* WHAT YOU SHOULD DO *
Count how many lines in the entries below hold "feat". Only the number belongs in the answer.
- - - - -
PR #19783, opened 2026-09-21
✨ feat(sandbox): environment pools and an instance file browser

rdmclin2:
An environment is a reusable specification for a cloud-sandbox run — the repository to check out, the setup to run, the variables to run it under — and its instances are the working copies built from it. This branch makes that manageable in the product: environments can be bound to a repository, published to a workspace or kept private, and their instances' persistent files can be browsed and edited without opening a conversation.

Stacked on `feat/lobe-13044-sandbox-workspace` (#19646), which supplies the persistent workspace these build on. Please merge that one first; this PR's base should be retargeted to `canary` once it lands.

#### What changes

**One repository per environment.** Creating an environment starts by picking a GitHub organization and then a repository, both searchable, from a single listing of what the connected account can reach. No connection is offered as a link to the credentials page rather than reported as a dead end.

**Two pools inside a workspace.** Environments carry a `visibility`, private by default, and the workspace page splits into Workspace and Private tabs. Publishing goes through the same confirmation dialog a shared device uses, because it makes the same bargain: an instance has no owner of its own and inherits scope from its environment, so a published environment hands over what its instances captured, home directory included. Reads follow visibility; writes stay with the creator, and the destructive instance paths resolve through an owner-scoped lookup so a member cannot reach the execution plane's delete with a row they may not remove.

**List and detail.** The page becomes a list beside a panel: a row carries only what tells one environment from another, and picking one opens the rest — creator, creation time, instances, and the specification, which now also renames the environment.

**An instance file browser.** The detail panel opens an instance's persistent directory directly: navigate it, open a text file, edit and save, create files and folders, delete either. The execution plane has carried `PUT /:key/file` all along, so this wraps that endpoint rather than asking for a new one; a one-megabyte ceiling is added at the router, where the endpoint declares none.

#### Test

- [x] Tested locally
- [x] Added/updated tests
- [ ] No tests needed

Model tests cover the visibility split against the real schema: default privacy, publishing and unpublishing, per-pool listing, every write refused for a non-owner, instances readable but not destroyable, a personal environment that cannot be published, and the creator of a row whose author has no avatar. Router tests cover the new write procedure: the contents reach the execution plane, a path climbing out of the workspace is refused, and a body past the ceiling is refused before either is sent.

- Acceptance: https://app.lobehub.com/acceptance/84b859c2-250e-48f5-bd29-54ee8471e65a (rounds 8 and 9 — the two pools verified with two real members of one workspace, and the file browser's create/read/edit/delete each confirmed against the execution plane rather than the UI alone)

#### Key decisions

- **Visibility lives on the environment, not the instance.** An instance is a copy of one environment and cannot face a different audience than the thing it copies; a second visibility would split one security decision across two rows.
- **Instances still have no owner.** That caps publishing: in a published environment only the creator can add instances, so members share the creator's working directories. Giving instances a `user_id` is the prerequisite for "share the specification, build your own copies", and is deliberately not in this PR.
- **No rename, move, or binary upload in the browser.** The execution plane has no endpoint for the first two, and its write body carries content as a JSON string with no encoding field. A file that reads back holding a NUL byte is shown as unopenable rather than dropped into an editor whose save would corrupt it.
- **No topic id from the settings page.** There is no conversation there to borrow a warm sandbox from, so the plane starts one; that is why the listing is fetched a directory at a time rather than recursively.

#### 🔗 Related Issue

Part of LOBE-14197. Depends on #19646.


rdmclin2:
@codex review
- - - - -
* SOLUTION TO THE EXERCISE *
2